Beitrag von Alphonse Elric »

Ich glaube, wenn das ein anderer Politiker gefordert hätte, wäre es auch zur Entfernung gekommen.
Es ist halt so das die Sozialministerin aus der Türkei stammt, und die Bürger ein falsches Bild davon kriegen, wenn es eine aus der Türkei stammende Politikerin fordert.

Welche Religion ist in der Türkei? ... Thats right!

Vor paar jahren gab es eine Diskussion über die kopftücher und nun die Entfernung von religiöse Symbolen von den Schulen und öff.

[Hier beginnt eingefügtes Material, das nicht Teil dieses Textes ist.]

PR #1147, opened 2025-07-14
add server name to mounted server warnings

aidandj:
We currently mount a bunch of servers at the same prefix, and were having issues decoding which one was erroring. Adding server name to the warning can help differentiate errors.

### DIFF
--- a/src/fastmcp/prompts/prompt_manager.py
+++ b/src/fastmcp/prompts/prompt_manager.py
@@ -78,7 +78,7 @@ class PromptManager:
             except Exception as e:
                 # Skip failed mounts silently, matches existing behavior
                 logger.warning(
-                    f"Failed to get prompts from {mounted.server.name} server mounted at '{mounted.prefix}': {e}"
+                    f"Failed to get prompts from server: {mounted.server.name!r}, mounted at: {mounted.prefix!r}: {e}"
                 )
                 continue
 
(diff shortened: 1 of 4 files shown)


src/fastmcp/prompts/prompt_manager.py
```diff
@@ -78,7 +78,7 @@ async def _load_prompts(self, *, via_server: bool = False) -> dict[str, Prompt]:
             except Exception as e:
                 # Skip failed mounts silently, matches existing behavior
                 logger.warning(
-                    f"Failed to get prompts from mounted server '{mounted.prefix}': {e}"
+                    f"Failed to get prompts from {mounted.server.name} server mounted at '{mounted.prefix}': {e}"
```
jlowin:
```suggestion
                    f"Failed to get prompts from server {mounted.server.name!r} mounted at {mounted.prefix!r}: {e}"
```

jlowin (changes requested):
Thanks @artificial-aidan, this is a great enhancement. I have a really minor request. Could you repr-format the server name to make it clear its the name of the server? Because the default server name is "FastMCP", in your test it's easy to confuse the server name for a general descriptin of an "FastMCP server". I've shown one example of what I mean in the review comment

src/fastmcp/prompts/prompt_manager.py
aidandj: Done. Added a bit more punctuation to make it very clear.

PR #1150, opened 2025-07-14
Add Completions and Sampling Fallback

strawgate:
Builds on https://github.com/jlowin/fastmcp/pull/1145


strawgate:
offline chat: sampling_handler to match the client along with `sampling_mode`

PR #1153, opened 2025-07-15
Do not silently exclude the "context" key from JSON body

melkamar:
The exclusion of the "context" key is arbitrary and makes it impossible to interface with APIs that require a "context" key in the request body.


melkamar:
Fixes #1154

jlowin (approved):

Issue #590, opened 2025-05-24
Header not forwarded by FastMCP OpenAPI server


samirbajaj:
### Description

I have an MCP server instantiated via `FastMCP.from_openapi`; this allows me to use my API server as a tool server.

However, I need to pass custom headers to the APIs. It appears that headers sent from the client are not being forwarded to the API server.

I confirmed that the headers are reaching the `FastMCP` server by adding middleware and logging the headers in the requests arriving at `FactMCP`.

How do I pass-through the headers to the backend API server?

Example:
I set `Authorization: Bearer Foo`, and I see that in the `FastMCP` middleware logs.
However, in the API server backend, I see `Bearer token`.

Thank you for any help.

### Example Code

```Python

```

### Version Information

```Text
FastMCP version:                                                                  2.3.4
MCP version:                                                                      1.9.0
Python version:                                                                 3.11.11
Platform:                                                  macOS-15.4.1-arm64-arm-64bit
```

### Additional Context

Here is the relevant OpenAPI json snippet:
```Text
     "get": {
        "summary": "...",
        "operationId": "...",
        "parameters": [
          {
            "name": "authorization",
            "in": "header",
            "required": true,
            "schema": {
              "anyOf": [
                {
                  "type": "string"
                },
                {
                  "type": "null"
                }
              ],
              "title": "Authorization"
            }
          }
        ],
```

sumedhkhodke:
Hi @samirbajaj,
I was looking at this issue and noticed it's related to header forwarding in FastMCP when an `_OpenAPITool` makes a request to a downstream service.
There was a similar issue ([#586](https://github.com/jlowin/fastmcp/issues/586)) where FastMCP was incorrectly forwarding certain hop-by-hop headers from the incoming MCP client request to the outgoing request, causing `h11` protocol errors. This was fixed in FastMCP version `2.5.1` which specifically ensures that `Content-Length` header is not forwarded by default, allowing httpx to set it correctly for the new outgoing request.
While your issue is about a header not being forwarded (whereas #586 was about a header being incorrectly forwarded), the underlying mechanism (`_get_mcp_client_headers()` and its usage in `_OpenAPITool._execute_request`) is the same.
It might be worth checking if:
- You can upgrade to using FastMCP version `2.5.1`.
[...]

Issue #346, opened 2025-05-06
Can’t pass per-request headers like Authorization using from_openapi


jlowin:
### Discussed in https://github.com/jlowin/fastmcp/discussions/344

<div type='discussions-op-text'>

<sup>Originally posted by **JoeyKoetting** May  6, 2025</sup>
I’m trying to use FastMCP.from_openapi to build a server from an OpenAPI spec, but I can’t figure out how to forward per-request headers (like Authorization or Cookie) from the MCP client.

The headers parameter on from_openapi only supports static headers, which doesn’t work in a multi-user setup. Ideally, the MCP client would send headers and the server would forward them for each request, but I haven’t found a way to do that with from_openapi.

Here’s the basic setup:

```
mcp = FastMCP.from_openapi(
    openapi_spec=openapi_spec,
    client=api_client,
    name="OpenAPI Server",
    # headers=headers  # not useful here since they're static
)
```

I’ve worked around this by creating a manual tool like this:

```
@mcp.tool()
async def v1_manual_tool(ctx: Context, uuid: str):
    headers = ctx.get_http_request().headers
    api_headers = {
        "Authorization": headers.get("Authorization"),
        "Cookie": headers.get("Cookie"),
        ...
    }
    api_client = httpx.AsyncClient(base_url="http://127.0.0.1:8000/", headers=api_headers)
    response = await api_client.delete(f"/api/v1/someMethod/")
    await api_client.aclose()
    return response.json()
```

But this feels like a hack, and it defeats the point of using from_openapi.
Is there a built-in or recommended way to propagate client headers dynamically?</div>

Oaklight:
Confirmed. FastMCP.from_fastapi also doesn't accept per-request authorization header 
The root is in the FastMCPOpenAPI.

asaintsever:
@jlowin big +1 but on my side using `FastMCP.from_fastapi`

All my REST APIs come with a security scheme like this one:

```
"securitySchemes": {
       "x-account-id": {
           "type": "apiKey",
           "description": "Account ID from RBAC",
           "in": "header",
          "name": "x-account-id"
       },
      "HTTPBearer": {
          "type": "http",
          "scheme": "bearer"
      }
}
```

[...]

PR #1157, opened 2025-07-15
Fix for #346: Pass headers of XHTTP client used by the MCP server generated from OpenAPI spec to the backing API

daniel-sali:
Hi @jlowin ,

This PR is a fix for the issue https://github.com/jlowin/fastmcp/issues/346, so the MCP server created using `FastMCP.from_openapi` passes the headers of the XHTTP client parameter to the backing API represented by the OpenAPI spec.

I didn't want to change the function signature of `FastMCP.from_openapi` to use the `httpx_client_kwargs` parameter as in `FastMCP.from_fastapi`, it would break existing code for many users.

Duplicate issue:
https://github.com/jlowin/fastmcp/issues/590

Please review and comment.

### DIFF
--- a/src/fastmcp/server/openapi.py
+++ b/src/fastmcp/server/openapi.py
@@ -416,8 +416,9 @@ class OpenAPITool(Tool):
                         # Non-array, non-deepObject parameters are passed as is
                         query_params[p.name] = param_value
 
-        # Prepare headers - fix typing by ensuring all values are strings
-        headers = {}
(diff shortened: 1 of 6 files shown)


daniel-sali:
Hi @jlowin,

Win10 tests now also run successfully, please review the PR and merge if acceptable.

jlowin:
The referenced issues are already closed by other PRs and as far as I can tell, the tests in this PR pass against the main branch without modification. I believe the HTTPX client always includes its default headers.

Gebäude.
Vor ein paar Wochen forderte der türkische Präsident, das türkisch in deutschen schulen unterrichtet wird.

Es zwingt keiner die Menschen hier in Deutschland zu bleiben, Sie werden auch nicht gezwungen zurück zu gehen in die Türkei, aber es kommt eine Forderung nach der anderen.

Darum denke ich, ist die Politikerin nicht auf Zustimmung grad in ihrer Partei gestoßen.

Meine persönliche Meinung zu diesen Thema ist, entfernt die religiöse Gegenstände!
Ich sehe es wie Anti, die Religion hat in Deutschland für die meisten Menschen kein Wert.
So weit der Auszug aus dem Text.